Definitions of music

endeavors to give an accurate and concise explanation of music's basic attributes or essential nature

Definitions of music, music


  • "Music is the space between the notes. It is something to be felt. Although it does not has a concrete and precise definition....All of us know that music is every sound that reaches our ears and our heart says that it is something fabulous.....that is music."
  • "The phenomenon of music is given to us with the sole purpose of establishing an order in things, including, and particularly, the co-ordination between man [sic] and time."
    • Igor Stravinsky, quoted in DeLone et. al. (Eds.) (1975). Aspects of Twentieth-Century Music. Englewood Cliffs, New Jersey: Prentice-Hall. ISBN 0130493465, Ch. 3. from Igor Stravinsky' Autobiography (1962). New York: W.W. Norton & Co., Inc., p. 54.
  • "Form is supposed to cover the shape or structure of of the work; content its substance, meaning, ideas, or expressive effects. When the nineteenth-century music critic Eduard Hanslick declared, in an influential phrase, that music is 'forms put into motion through sounds,' he was suggesting that music's real content lies in its form."
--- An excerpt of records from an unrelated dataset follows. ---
PR #475, opened 2021-03-06
[WW-5117] Reorders stack

lukaszlenart:
This PR reorders objects on `ValueStack` and puts action always on top just before tag. In such case any `%{..}` will be evaluated against action first and then against the tag itself.

Fixes [WW-5117](https://issues.apache.org/jira/browse/WW-5117)


core/src/test/java/org/apache/struts2/views/jsp/ui/HiddenTest.java
```diff
@@ -62,6 +62,23 @@ public void testDisabled() throws Exception {
...
+        tag.setPageContext(pageContext);
+        tag.setId("einszwei");
+        tag.setName("first");
+        tag.setValue("%{id}");
+        tag.setDynamicAttribute("", "data-wuffmiauww", "%{id}");
+
+        tag.doStartTag();
+        tag.doEndTag();
+
+        verify(TextFieldTag.class.getResource("Hidden-3.txt"));
```
yasserzamani, line 79: :clap: maybe also `assertTrue(valueStack.pop()===testAction)` and then `assertFalse(valueStack.pop()===tag)` to explicitly verify whole logic

yasserzamani (approved):

core/src/test/java/org/apache/struts2/views/jsp/ui/HiddenTest.java
lukaszlenart: I would like to have a better API to always search action first, but that requires a bit of refactoring

yasserzamani: So did you mean to merge this one for now?:)

lukaszlenart: I added an additional test to be sure I didn't break anything else

yasserzamani: Excuse me I can't remember exactly, is this situation possible: local variable action != null and an action is already on top of stack? If so then currently it ends up in a ValueStack which has duplicate actions in stack.

lukaszlenart: Not sure if I understand your question. Action is pushed on stack in `AbstractTagTest#createMocks` which happens on `setUp`, this isn't a full blown action execution loop, rather tag tests mimic the whole execution logic.
Secondly, in `FreemarkerTemplateEngine` which is responisble for rendering tags (and takes part in the test logic) there is a check

```
Object action = (ai == null) ? null : ai.getAction();
```

and I have no idea if this was because of some possible solution or just to support testing - in normal situation `ActionInvocation` cannot be null and we are triggering an exception in such situation (not sure if this was already implemented in Struts 2.5.x).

  • "'Is music the art of combining sounds according to certain rules (which vary according to place and time) for organizing a durational unit [une durée] by means of sonorous elements?' (Petit-Robert). Here, music is defined according to the conditions of its production (it is an art) and by its materials: sounds. For another writer, 'the study of sound is a matter of physics. But choosing sounds that are pleasing to the ear is a matter of musical aesthetics' (Bourgeois 1946: 1). Definition according to conditions of production has ceded to definition according to effect produced in the "receiver": sounds, to be music, must be pleasant. For others, music is almost always identified with acoustics, a particular branch of physics: 'certainly the study of acoustics and the properties of sound in some sense goes beyond the domain of the properly musical, but these 'divergences' are much less important and numerous than is generally thought' (Matras 1948: 5).
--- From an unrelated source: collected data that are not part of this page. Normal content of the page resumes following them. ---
PR #476, opened 2021-03-15
[WW-5119] Fix: remove contention during localized text lookup (JDK 1.8+)

davoustp:
The localized resources lookup shows high contention during significant stress in an enterprise application delivering the UI using Struts 2.5.20.

Profiling the app while under load stress using the excellent https://github.com/jvm-profiling-tools/async-profiler (using the `lock` mode and `--reverse` option to aggregate on the various contention code locations) shows the following picture:

image

No other high contention code paths was detected (profiler obviously shows high lock wait times on EPoll and other `java.util.concurrent`-related waits, which are irrelevant here): this code path is the main contention culprit.

Switching to the concurrent version of `Set` fixes entirely the issue: no more contention detected in this area after applying the fix.

Fixes [WW-5119](https://issues.apache.org/jira/browse/WW-5119)

PR #477, opened 2021-03-15
[WW-5119] Fix: remove contention during localized text lookup (JDK 1.7+)

davoustp:
Backport of pull request #476 for Struts 2.5.x (JDK 1.7 still supported in this branch).

The `ConcurrentHashMap.newKeySet()` usage (available only in JDK 1.8+) is replaced by a `ConcurrentHashMap<String,Boolean>` to guarantee JDK 1.7 compatibility.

    • Molino, J. (1975: 37). "Fait musical et sémiologue de la musique", Musique en Jeu, no. 17:37-62.
  • "Music is a play of tones, that is, of fixed, clearly defined quantities. Other sounds, glissandos, cries, noises, may occur as inserts; if they are numerous the result is partly musical; if they predominate, it is no longer music in the proper sense of the word...discussion about the nature of the new art of sounds, those part musical and those totally untonal, is beclouded by the fact that it is called concrete or electronic 'music' although it has in fact transgressed the boundaries of musical art."
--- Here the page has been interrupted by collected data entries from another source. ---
PR #478, opened 2021-03-22
[WW-5121] Fix: remove contention during Scope.SINGLETON injection

davoustp:
Fixes the contention issue described in WW-5121 by applying a double-null-check-with-volatile pattern to avoid the `synchronized` cost on each and every injection of the singleton.

This pull request applies to branch master (Struts 2.6.x).


davoustp:
Also available for Struts 2.5.x with #479

lukaszlenart:
Looks good to me 💯

yasserzamani:
Awesome :100: thanks!

PR #479, opened 2021-03-22
[WW-5121] Fix: remove contention during Scope.SINGLETON injection

davoustp:
Fixes the contention issue described in WW-5121 by applying a double-null-check-with-volatile pattern to avoid the synchronized cost on each and every injection of the singleton.

Same patch as #478 but against the Struts 2.5.x branch.


yasserzamani:
Awesome :clap: thanks a lot!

    • Wiora, W. (1963: 191-192). Les quartre Ages de la musique. Paris: Payot. English trans. M.D. Hector Norton. New York:Norton.
  • "We are too rarely interested in specifying what defines the concept 'music' in the spirit of indigenous peoples. We would be hard put to say (for whatever population or group we might choose) where music begins for them, where it ends, what borders mark the transition between speaking and singing."
    • Gilbert Rouget (1968: 344). "L'ethnomusicologie", Ethnologie générale, p. 333-348. M. Poirier, ed. Paris: Gallimard.
  • "Music is motion in time."
    • Felix Salzer (1965 I: 30).
      • Nattiez, Jean-Jacques (1987). Music and Discourse: Toward a Semiology of Music (Musicologie générale et sémiologue, 1987). Translated by Carolyn Abbate (1990). ISBN 0691027145.
  • "Understanding, and eventually defining tayil [a "musical" genre] demands a delineation of its relationships to other phenomena in the Mapuche world. As a basis for departure we may say that tayil is the lifeforce that an individual shares with all living or deceased members of his/her patrilineage. The shared soul of a patrilineage is termed kimpen; the essence of a kimpen can be verbalized or activated only through the performance of its respective tayil."
  • "The performance of tayil is restricted to women termed eltun. The verb denotes the act of pulling as associated with extracting teeth, the drawing of water from a well, and the uprooting of a plant. The Mapuche explain eltun as 'pulling or extracting by force,' or 'removing something from its source.' The performance of tayil 'pulls' the compound patrilineal soul out of an individual through a specific combination of melodic contour and iconographic text."
    • Robertson-De Carbo, C. E. (1976: 40). "Tayil as Category and Communication among the Argentine Mapuche: A Methodological Suggestion", 1976 Yearbook of the International Folk Music Council, 8, p. 35-42.
  • "Music is a hidden arithmetic exercise of the soul, which doesn't know that it is counting."